Improving the limitations of prosthetic limbs

“We are literally working at the interface between humans and machines. The technology behind prosthetics for upper limbs has come on in leaps and bounds over the past decades,” explained Dr Claudio Castellini, professor of medical robotics at the University of Erlangen-Nuremberg. 

Dr Castellini heads the Assistive Intelligent Robotics lab at the university. The lab focuses on creating assistive robotics for the upper and lower limbs as well as functional electrostimulation. Dr Castellini’s team focuses specifically on the bio signal processing of sensor modalities and methods of machine learning for intent detection.  

By using surface electromyography, skin electrodes at the remaining end of the limb can detect the slightest muscle movements. These bio signals are then converted and transferred to the prosthetic limb as electrical impulses. 

“The wearer controls their artificial hand themselves using the stump. Methods taken from pattern recognition and interactive machine learning also allow people to teach their prosthetic their own individual needs when making a gesture or a movement,” said Dr Castellini.  

Many people still prefer non-robotic limbs 

Advanced robotic prosthetics have not yet reached their full potential in terms of comfort, function and control. For this reason, many people with missing limbs still prefer to use purely cosmetic prosthetics with no additional functions. 

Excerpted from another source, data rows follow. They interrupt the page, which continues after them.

PR #3797, opened 2024-05-24
Add mixins for FabricItem.getAttributeModifiers

opekope2:
Added an ItemStack mixin to call `FabricItem.getAttributeModifiers(ItemStack)`.
Also added a mixin when Minecraft creates the item tooltip, because unlike 1.20.4, which get attribute modifiers using `getAttributeModifiers`, 1.20.6 loads them from data components.

I tested it on a production client with a mod of mine (source not yet upstream), and it worked. I'll test it on a server later.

A new EU Horizon project, ‘AI-Powered Manipulation System for Advanced Robotic Service, Manufacturing and Prosthetics’, is concentrating on how new prosthetic limbs can interact with their environment more effectively and complete more specific functions. 

Researchers at the University of Erlangen-Nuremberg are focusing particularly on how to improve the control of both real and virtual upper limb prosthetics, this is known as intent detection. Dr Castellini and the team will be analysing and recording human bio signals to help them design innovative algorithms for machine learning aimed at detecting the individual movement patterns of individuals. 

The researchers studied people both with and without physical disabilities in order validate their results. Furthermore, the university is leading “shared autonomy between humans and robots” section of the EU project, aimed at checking the safety of results. 

“We are exploiting the potential offered by intent detection to control assistive and rehabilitative robotics. This covers wearable robots worn on the body such as prosthetics and exoskeletons, but also robot arms and simulations using virtual reality,” said Dr Castellini.